2004 Fiscal Year Annual Research Report
半導体/強磁性体複合構造におけるスピン注入とそのデバイス応用に関する研究
Project/Area Number |
14076213
|
Research Institution | Japan Advanced Institute of Science and Technology |
Principal Investigator |
山田 省二 北陸先端科学技術大学院大学, ナノマテリアルテクノロジーセンター, 教授 (00262593)
|
Co-Investigator(Kenkyū-buntansha) |
赤堀 誠志 北陸先端科学技術大学院大学, ナノマテリアルテクノロジーセンター, 助手 (50345667)
|
Keywords | スピン軌道相互作用 / 細線 / サイドゲート / 狭ギャップ半導体 / ヘテロ接合 / 分子線エピタキシ / スピントランジスタ / 量子計算素子 |
Research Abstract |
本研究全体の目的は a)新狭ギャップヘテロ接合の開発、 b)高効率スピン注入電極の実現、 c)スピントランジスタの最適設計と素子作製、 の3つである。
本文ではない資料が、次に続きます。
PR #1671, opened 2017-11-24
Editorial: Add IANA-HASH-FUNCTION reference

### LINKED ISSUE #1663: Point to the Hash Function Textual Names registry
https://w3c.github.io/webrtc-pc/#dom-rtcdtlsfingerprint-algorithm says "One of the the hash function algorithms defined in the 'Hash function Textual Names' registry, initially specified in [RFC4572] Section 8."

That registry now exists:
https://www.iana.org/assignments/hash-function-text-names/hash-function-text-names.xml

It would be helpful to refer to this directly, since that's where additional values will be added.

I noticed this when looking at a failing test:
https://github.com/w3c/web-platform-tests/blob/8c5d6017f9d992c5f97737c41e43e18f1fb682af/webrtc/RTCCertificate.html#L175

@soareschen FYI

adam-be:
Fixes #1663

### DIFF
--- a/webrtc.html
+++ b/webrtc.html
@@ -7267,8 +7267,7 @@ async function onOffHold() {
               "idlMemberType"><a>DOMString</a></span></dt>
               <dd>
                 <p>One of the the hash function algorithms defined in the 'Hash
-                function Textual Names' registry, initially specified in
-                [[!RFC4572]] Section 8.</p>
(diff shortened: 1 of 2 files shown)


alvestrand:
lgtm

foolip:
Thanks!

平成16年度は特にa)c)に関連して以下に示すような進展があった。 1)厚膜InAlSbを採用した構造によりGaAs基板上変調ドープInGaSb/InAlSbヘテロ構造の分子線成長に成功した。低温での電子移動度は1.2x10^5cm^2/Vsec(シート電子濃度3x10^<11>/cm^2)で、これは従来の最高値にほぼ匹敵する値である。また、磁気抵抗によるRashba型スピン軌道相互作用の評価も行った。スピン軌道結合定数の大きさは30-40x10^<-12>eVmで、これはほぼ従来のInGaAs/InAlAsヘテロ接合における値と同じである。 2)スピントランジスタ実現に向け重要と考えられる1次元伝導構造についての検討の第2段階として、両側にサイドゲートをもつ細線素子を作製しスピン軌道相互作用の2つのゲート電圧の組み合わせに対する依存性を詳細に評価した。その結果、サイドゲート電圧の和が比較的小さいときは水平方向の電界の効果が現れ、スピン軌道結合定数が2つのゲート電圧のバランスが取れたとき最小値を取るのに対し、サイドゲート電圧の和が比較的大きいときはスピン軌道結合定数はゲート電圧に対して単調に増加することがわかった。この結果は、垂直方向の電界に比べ水平方向の電界の効果は比較的小さいものの(簡単な理論では約1/10)、サイドゲートによるスピン軌道相互作用の制御は基本的に可能であることを示しており、Rashbaスピントランジスタを基礎にした量子ビット素子(2重ゲートタイプ)の実現にさらに一歩近づく結果となっている。